Are you a lazy therapist? If not, could you try to become one?

To me a lazy therapist is one who does only what needs to be done. He or she will relax and let the therapy session move into whatever direction it needs to take without feeling like he or she has to control it. Lazy therapists go with the flow and even sometimes shift the flow in surprising ways.

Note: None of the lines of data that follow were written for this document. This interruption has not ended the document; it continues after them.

PR #200, opened 2019-02-08
Added functionality to give content picker a selected state.

SamGodwin2:
This Pr implements an improvement to the content picker in the UI. It allows it to have a selected state on opening meaning that if a answer has already been selected the picker should open onto that answer instead of being at the top of the tree.

### How to review 
On either Routing or Validation previous answer select, set a previous answer then when you close and re-open the content picker the selected state should still be selected. Also ne tests pass.

### DIFF
--- a/eq-author/src/components/ContentPicker/ContentPicker.js
+++ b/eq-author/src/components/ContentPicker/ContentPicker.js
@@ -5,8 +5,9 @@ import { isNil } from "lodash";
 
 import ButtonGroup from "components/buttons/ButtonGroup";
 import Button from "components/buttons/Button";
-
 import ContentPickerSingle from "components/ContentPicker/ContentPickerSingle";
+
+import setSelectedElement from "./setSelectedElement";
 
 const ContentWrapper = styled.div`
   display: flex;
@@ -19,6 +20,7 @@ const ActionButtons = styled(ButtonGroup)`
   padding: 1em 0;
   flex: 0 0 auto;
 `;
+
 export default class ContentPicker extends React.Component {
   static propTypes = {
     onSubmit: PropTypes.func,
@@ -28,6 +30,7 @@ export default class ContentPicker extends React.Component {
         id: PropTypes.string.isRequired,
       })
     ).isRequired,
+    selectedId: PropTypes.string,
     config: PropTypes.arrayOf(
       PropTypes.shape({
         id: PropTypes.string.isRequired,
@@ -38,7 +41,16 @@ export default class ContentPicker extends React.Component {
   };
 
   state = {
-    selectedItems: [],
+    selectedItems: this.props.selectedId
+      ? [
+          ...setSelectedElement(
+            this.props.config,
+            this.props.selectedId,
+            this.props.data
+          ),
+        ]
+      : [],
+    openLevel: this.props.selectedId ? this.props.config.length - 1 : null,
   };
 
   getDataAtLevel(level) {
@@ -83,7 +95,7 @@ export default class ContentPicker extends React.Component {
       const data = this.getDataAtLevel(level);
 
       const isDisabled = level > selectedItems.length || !data.length;
-      const isHidden = level > openLevel;
+      const isHidden = openLevel !== null && level > openLevel;
       const isOpen = level === openLevel || config.length === 1;
 
       const selectedItem = selectedItems[level];
@@ -118,6 +130,7 @@ export default class ContentPicker extends React.Component {
     const { config } = this.props;
     const { selectedItems } = this.state;
     const selectedItem = selectedItems[config.length - 1];
+
     return (
       <React.Fragment>
         <ContentWrapper>{this.renderPickers()}</ContentWrapper>
--- a/eq-author/src/components/ContentPicker/GroupContentPicker.js
+++ b/eq-author/src/components/ContentPicker/GroupContentPicker.js
@@ -1,7 +1,7 @@
 import React from "react";
 import styled from "styled-components";
 import PropTypes from "prop-types";
-import { isNil } from "lodash";
+import { isNil, findIndex, forEach } from "lodash";
 
 import ButtonGroup from "components/buttons/ButtonGroup";
 import Button from "components/buttons/Button";
@@ -21,6 +21,33 @@ const ActionButtons = styled(ButtonGroup)`
   flex: 0 0 auto;
 `;
 
+const generateDefaultState = (selectedObj, config) => {
+  if (!selectedObj) {
+    return {
+      openLevel: null,
+      selectedItem: null,
+    };
+  }
+  let openLevel;
+  let selectedItem;
+  forEach(selectedObj, value => {
+    if (value === null) {
+      return;
+    }
+    if (typeof value !== "object") {
+      openLevel = null;
+    } else {
+      openLevel = findIndex(config, ({ id }) => id === value.__typename);
+    }
+    selectedItem = value;
+    return false;
+  });
+  return {
+    openLevel,
+    selectedItem,
+  };
+};
+
 export default class GroupContentPicker extends React.Component {
   static propTypes = {
     onSubmit: PropTypes.func,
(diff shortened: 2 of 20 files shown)


hamishtaplin:
@SamGodwin2 possible to add `aria-pressed` to the selected button?

https://developer.mozilla.org/en-US/docs/Web/Accessibility/ARIA/Roles/button_role

eq-author/src/components/ContentPicker/ContentPicker.js
```diff
@@ -82,7 +151,7 @@ export default class ContentPicker extends React.Component {
       const data = this.getDataAtLevel(level);
 
       const isDisabled = level > selectedItems.length || !data.length;
-      const isHidden = level > openLevel;
+      const isHidden = openLevel != null && level > openLevel;
```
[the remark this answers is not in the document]
SamGodwin2: ❗️

eq-author/src/components/ContentPicker/ContentPicker.js
```diff
@@ -37,7 +97,16 @@ export default class ContentPicker extends React.Component {
   };
 
   state = {
-    selectedItems: [],
+    selectedItems: this.props.selectedId
```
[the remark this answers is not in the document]
SamGodwin2: I destructure them in the functions, can I actually destructure them here without creating a constructor on the class?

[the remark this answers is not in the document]
hamishtaplin: Ah yeah sorry I didn't realise you weren't in a place it could be done 👍

eq-author/src/components/ContentPicker/ContentPicker.js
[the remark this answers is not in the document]
hamishtaplin: Were you intentionally not using the strict operator? It's generally considered best-practise to default to the strict ones.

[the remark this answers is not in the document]
tgandrews: We should probably be linting this

eq-author/src/components/ContentPicker/ContentPicker.js
```diff
@@ -18,6 +18,65 @@ const ActionButtons = styled(ButtonGroup)`
...
+        const path = Object.keys(cur)[0];
+        const indexAtPath = Object.values(cur)[0];
+        acc.push(acc[idx - 1][path][indexAtPath]);
+        return acc;
+      }
+    },
+    []
+  );
+};
+
```
samiwel: The logic in `getDesiredPath` and `setSelectedElement` is pretty complex (lots of array index calculations going on). It clearly works, but it might be an idea to add some unit tests around it to document the behaviour more than anything else.

Failing that, a useful comment explaining what the expected inputs and outputs of the function will look like might be justified. Future you will thank you for it! 😄

eq-author/src/components/ContentPicker/ContentPicker.js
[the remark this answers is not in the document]
SamGodwin2: Nah it should be strict, a linting rule would be a good idea, I always forget to do strict on `not equals`'s.

eq-author/src/components/ContentPicker/ContentPicker.js
```diff
@@ -18,6 +18,65 @@ const ActionButtons = styled(ButtonGroup)`
...
+    compact(
+      data.map((test, index) => {
+        const result = getDesiredPath(test, selectedId, config, 0);
+        return result ? [index, ...result] : null;
+      })
+    )
+  );
+  return reduce(
+    dataPath,
+    (acc = [], cur, idx) => {
```
tgandrews: You don't need this default - you have provided the starting accumulator below.

eq-author/src/components/ContentPicker/ContentPicker.js
```diff
@@ -18,6 +18,65 @@ const ActionButtons = styled(ButtonGroup)`
...
+const setSelectedElement = (config, selectedId, data) => {
+  const dataPath = flatten(
+    compact(
+      data.map((test, index) => {
+        const result = getDesiredPath(test, selectedId, config, 0);
+        return result ? [index, ...result] : null;
+      })
+    )
+  );
+  return reduce(
```
tgandrews: You can just use dataPath.reduce

eq-author/src/components/ContentPicker/ContentPicker.js
```diff
@@ -18,6 +18,65 @@ const ActionButtons = styled(ButtonGroup)`
...
+      }
+    } else if (
+      dataset[config[currentIndex].childKey][dataIndex].id === selectedId
+    ) {
+      return [...path, { [config[currentIndex].childKey]: dataIndex }];
+    }
+  }
+};
+
+const setSelectedElement = (config, selectedId, data) => {
```
tgandrews: This looks like it could be extracted to a separate file which would make it easy to test independently.

eq-author/src/components/ContentPicker/ContentPicker.js
```diff
@@ -18,6 +18,65 @@ const ActionButtons = styled(ButtonGroup)`
...
+  const dataPath = flatten(
```
tgandrews: Could we use `flow` here instead of lots of nested wrapping.

eq-author/src/components/ContentPicker/GroupContentPicker.js
```diff
@@ -20,6 +20,31 @@ const ActionButtons = styled(ButtonGroup)`
...
 `;
 
+const generateDefaultState = (selectedDestination, config) => {
+  if (!selectedDestination) {
+    return {
+      openLevel: null,
+      selectedItem: null,
+    };
+  }
+  Object.keys(selectedDestination).forEach(key => {
```
tgandrews: Instead of clearing things out of the object. Could we instead search through the possible locations?
so 35 becomes something like: `destinationType = selectedDestination.page || ...`

tgandrews: Also this is very routing specific for a `GroupContentPicker`

eq-author/src/components/ContentPicker/GroupContentPicker.test.js
```diff
@@ -4,8 +4,8 @@ import ContentPickerButton from "components/ContentPicker/ContentPickerButton";
 import GroupContentPicker from "components/ContentPicker/GroupContentPicker";
 import { byTestAttr } from "tests/utils/selectors";
 
-const PAGES_PICKER = byTestAttr("pages-picker");
-const SECTIONS_PICKER = byTestAttr("sections-picker");
+const PAGES_PICKER = byTestAttr("page-picker");
```
tgandrews: Change the constants as well just for consistency

eq-author/src/components/ContentPicker/ContentPicker.js
SamGodwin2: Is this what you had in mind, not sure it makes it more readable? 
```
  const noisyDataPath = data.map((data, index) => {
    const result = getDesiredPath(data, selectedId, config, 0);
    return result ? [index, ...result] : null;
  });
  const cleanPath = flow(
    compact,
    flatten
  );
  const dataPath = cleanPath(noisyDataPath);
```

eq-author/src/components/ContentPicker/GroupContentPicker.js
```diff
@@ -20,6 +20,33 @@ const ActionButtons = styled(ButtonGroup)`
...
+  let openLevel;
+  let selectedItem;
+  forEach(selectedObj, value => {
+    if (value === null) {
+      return;
+    }
+    if (typeof value !== "object") {
+      openLevel = null;
+    } else {
+      openLevel = findIndex(config, ({ id }) => id === value.__typename);
```
tgandrews: If `id === typename`? That looks weird - either its an id or a typename.

SamGodwin2: Yeah the id of the config dictates what entity the config refers to, could add another field to the config with the same value? This whole group content picker feels very awkward here but this seemed to be the best way to set it up without making it specific to routing?

tgandrews: Yeah, that might be a reasonable solution. Remove the idea of the group content picker and move it all into routing. But that can be looked at later.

Most of us have been taught that if we are working harder than the client then something is not right. It may be that we want to the change in the client more than the client wants it. It could also be that perhaps we are attempting to get the client to fit into our therapy model. If we are lazy therapists we just let new therapy models happen all by themselves. We take whatever the client gives us and we use it to create new possibilities for the client. If we are trying to force a client into a model it feels like “hard work” and that means you aren’t being a lazy therapist.

lazy therapist

To be a lazy therapist does not mean you have to be an ineffective therapist. Quite the contrary. You may find that the more you let go of control and let the client do whatever he or she is going to do, often magical openings appear for you to do great therapy. These openings may not appear if you are working hard to get the client into a set pattern of interaction.

 
To be an effective “lazy” therapist I believe you need to do two things:

 
Improvise and Utilize

 
When we improvise we let the client takes us on a journey. We see what magically appears and we do things which seem natural in that specific moment.
After that we then utilize what has occurred in our improvisation to move our clients toward new resources for healing.
This is so different from “working hard”. This can be quite a fun, lazy way to help people.

 
Instead of badgering a client to change their thinking, why not start a discussion about something they enjoy which could lead to an experience of interaction which might shift their thinking in ways beyond anything you might have thought possible?

 
Instead of pushing a client into facing his or her fears, why not do an out of the ordinary activity where he or she can feel in charge of the situation and access the resource of confidence?

 
Instead of working hard to label a client, why not pull out your DSM and ask the client what label they would like to have, which could start a great discussion about the power each of us has to choose our own labels?

 
You could easily do all these kind of things but you may feel you are being lazy. That is a good thing.